ACTIVITY →
Every line of the data is to be retyped exactly.

*** EXTRACTED MATERIAL ***

PR #816, opened 2024-07-24
[Debezium] Native Time with timezone parsing

Tang8330:
All the other time data types are already handled, it was just `TimeWithTimezone`

### DIFF
--- a/lib/debezium/converters/time_test.go
+++ b/lib/debezium/converters/time_test.go
@@ -65,4 +65,10 @@ func TestConvertTimeWithTimezone(t *testing.T) {
 
 		assert.Equal(t, expectedTs, ts)
 	}
+	{
+		// Non UTC
+		ts, err := ConvertTimeWithTimezone("23:02:06.745116")
+		assert.ErrorContains(t, err, `failed to parse "23:02:06.745116"`)
+		assert.Nil(t, ts)
+	}
 }
--- a/lib/debezium/converters/time_test.go
+++ b/lib/debezium/converters/time_test.go
@@ -46,7 +46,13 @@ func TestConvertDateTimeWithTimezone(t *testing.T) {
 
 func TestConvertTimeWithTimezone(t *testing.T) {
 	{
-		// What Debezium would produce
+		// Invalid
+		ts, err := ConvertTimeWithTimezone("23:02")
+		assert.Nil(t, ts)
+		assert.ErrorContains(t, err, `failed to parse "23:02": parsing time`)
+	}
+	{
+		// What Debezium + Reader would produce
 		ts, err := ConvertTimeWithTimezone("23:02:06.745116Z")
 		assert.NoError(t, err)
 		expectedTs := &ext.ExtendedTime{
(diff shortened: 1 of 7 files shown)


lib/typing/ext/time.go
```diff
@@ -82,11 +82,3 @@ func (e *ExtendedTime) String(overrideFormat string) string {
 
 	return e.Time.Format(e.NestedKind.Format)
 }
-
-func (e *ExtendedTime) StringUTC(overrideFormat string) string {
```
Tang8330, line 86: Unused

lib/typing/ext/parse.go
```diff
@@ -24,10 +25,25 @@ func ParseFromInterface(val any, additionalDateFormats []string) (*ExtendedTime,
 	return extendedTime, nil
 }
 
-// ParseTimeExactMatch is a wrapper around time.Parse() and will return an extra boolean to indicate if it was an exact match or not.
+// ParseTimeExactMatch - This function is the same as `ParseTimeExactMatchLegacy` with the only exception that it'll return if it was not an exact match
```
danafallon, line 28: "it'll return if it was not an exact match" - should this say "it'll return an error if it was not an exact match"?

lib/debezium/converters/time_test.go
```diff
@@ -43,3 +43,26 @@ func TestConvertDateTimeWithTimezone(t *testing.T) {
...
+func TestConvertTimeWithTimezone(t *testing.T) {
+	{
+		// Invalid
+		ts, err := ConvertTimeWithTimezone("23:02")
+		assert.Nil(t, ts)
+		assert.ErrorContains(t, err, `failed to parse "23:02": parsing time`)
+	}
+	{
+		// What Debezium + Reader would produce
+		ts, err := ConvertTimeWithTimezone("23:02:06.745116Z")
```
nathan-artie, line 56: Can we add a test for a non-UTC time zone?

lib/typing/ext/parse.go
```diff
@@ -24,10 +25,25 @@ func ParseFromInterface(val any, additionalDateFormats []string) (*ExtendedTime,
...
+func ParseTimeExactMatch(layout, potentialDateTimeString string) (time.Time, error) {
+	ts, err := time.Parse(layout, potentialDateTimeString)
+	if err != nil {
+		return time.Time{}, err
+	}
+
+	if ts.Format(layout) != potentialDateTimeString {
```
nathan-artie, line 35: In what case would a formatted value not be the same as the value that was parsed? Is this to ensure that we are only matching time strings that have the same microsecond precision as the layout?

lib/debezium/converters/time_test.go
nathan-artie: Err sorry I meant can we add a test for a different time zone other than UTC, unless we only support parsing UTC?

Tang8330:
> In what case would a formatted value not be the same as the value that
was parsed? Is this to ensure that we are only matching time strings that
have the same microsecond precision as the layout?

For example:
1. potentialDateTimeString = 15:04:05.000000Z
2. layout = 15:04:05Z

It will parse correctly. However, if we went with this layout, we would
lose microsecond precision.

lib/debezium/converters/time_test.go
Tang8330: Added test case

lib/typing/ext/parse.go
Tang8330: Replied via email but the format got messed up.

Yes, it's to ensure that precision did not get truncated.

Tang8330: For example:
1. potentialDateTimeString = 15:04:05.000000Z
2. layout = 15:04:05Z

It will parse correctly. However, if we went with this layout, we would
lose microsecond precision.

nathan-artie: Gotcha, could we add a comment here to that effect?

nathan-artie (approved):

lib/typing/ext/parse.go
Tang8330: Yup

***

SOLUTION TO THIS TASK →
PR #816, opened 2024-07-24
[Debezium] Native Time with timezone parsing

Tang8330:
All the other time data types are already handled, it was just `TimeWithTimezone`

### DIFF
--- a/lib/debezium/converters/time_test.go
+++ b/lib/debezium/converters/time_test.go
@@ -65,4 +65,10 @@ func TestConvertTimeWithTimezone(t *testing.T) {
 
 		assert.Equal(t, expectedTs, ts)
 	}
+	{
+		// Non UTC
+		ts, err := ConvertTimeWithTimezone("23:02:06.745116")
+		assert.ErrorContains(t, err, `failed to parse "23:02:06.745116"`)
+		assert.Nil(t, ts)
+	}
 }
--- a/lib/debezium/converters/time_test.go
+++ b/lib/debezium/converters/time_test.go
@@ -46,7 +46,13 @@ func TestConvertDateTimeWithTimezone(t *testing.T) {
 
 func TestConvertTimeWithTimezone(t *testing.T) {
 	{
-		// What Debezium would produce
+		// Invalid
+		ts, err := ConvertTimeWithTimezone("23:02")
+		assert.Nil(t, ts)
+		assert.ErrorContains(t, err, `failed to parse "23:02": parsing time`)
+	}
+	{
+		// What Debezium + Reader would produce
 		ts, err := ConvertTimeWithTimezone("23:02:06.745116Z")
 		assert.NoError(t, err)
 		expectedTs := &ext.ExtendedTime{
(diff shortened: 1 of 7 files shown)


lib/typing/ext/time.go
```diff
@@ -82,11 +82,3 @@ func (e *ExtendedTime) String(overrideFormat string) string {
 
 	return e.Time.Format(e.NestedKind.Format)
 }
-
-func (e *ExtendedTime) StringUTC(overrideFormat string) string {
```
Tang8330, line 86: Unused

lib/typing/ext/parse.go
```diff
@@ -24,10 +25,25 @@ func ParseFromInterface(val any, additionalDateFormats []string) (*ExtendedTime,
 	return extendedTime, nil
 }
 
-// ParseTimeExactMatch is a wrapper around time.Parse() and will return an extra boolean to indicate if it was an exact match or not.
+// ParseTimeExactMatch - This function is the same as `ParseTimeExactMatchLegacy` with the only exception that it'll return if it was not an exact match
```
danafallon, line 28: "it'll return if it was not an exact match" - should this say "it'll return an error if it was not an exact match"?

lib/debezium/converters/time_test.go
```diff
@@ -43,3 +43,26 @@ func TestConvertDateTimeWithTimezone(t *testing.T) {
...
+func TestConvertTimeWithTimezone(t *testing.T) {
+	{
+		// Invalid
+		ts, err := ConvertTimeWithTimezone("23:02")
+		assert.Nil(t, ts)
+		assert.ErrorContains(t, err, `failed to parse "23:02": parsing time`)
+	}
+	{
+		// What Debezium + Reader would produce
+		ts, err := ConvertTimeWithTimezone("23:02:06.745116Z")
```
nathan-artie, line 56: Can we add a test for a non-UTC time zone?

lib/typing/ext/parse.go
```diff
@@ -24,10 +25,25 @@ func ParseFromInterface(val any, additionalDateFormats []string) (*ExtendedTime,
...
+func ParseTimeExactMatch(layout, potentialDateTimeString string) (time.Time, error) {
+	ts, err := time.Parse(layout, potentialDateTimeString)
+	if err != nil {
+		return time.Time{}, err
+	}
+
+	if ts.Format(layout) != potentialDateTimeString {
```
nathan-artie, line 35: In what case would a formatted value not be the same as the value that was parsed? Is this to ensure that we are only matching time strings that have the same microsecond precision as the layout?

lib/debezium/converters/time_test.go
nathan-artie: Err sorry I meant can we add a test for a different time zone other than UTC, unless we only support parsing UTC?

Tang8330:
> In what case would a formatted value not be the same as the value that
was parsed? Is this to ensure that we are only matching time strings that
have the same microsecond precision as the layout?

For example:
1. potentialDateTimeString = 15:04:05.000000Z
2. layout = 15:04:05Z

It will parse correctly. However, if we went with this layout, we would
lose microsecond precision.

lib/debezium/converters/time_test.go
Tang8330: Added test case

lib/typing/ext/parse.go
Tang8330: Replied via email but the format got messed up.

Yes, it's to ensure that precision did not get truncated.

Tang8330: For example:
1. potentialDateTimeString = 15:04:05.000000Z
2. layout = 15:04:05Z

It will parse correctly. However, if we went with this layout, we would
lose microsecond precision.

nathan-artie: Gotcha, could we add a comment here to that effect?

nathan-artie (approved):

lib/typing/ext/parse.go
Tang8330: Yup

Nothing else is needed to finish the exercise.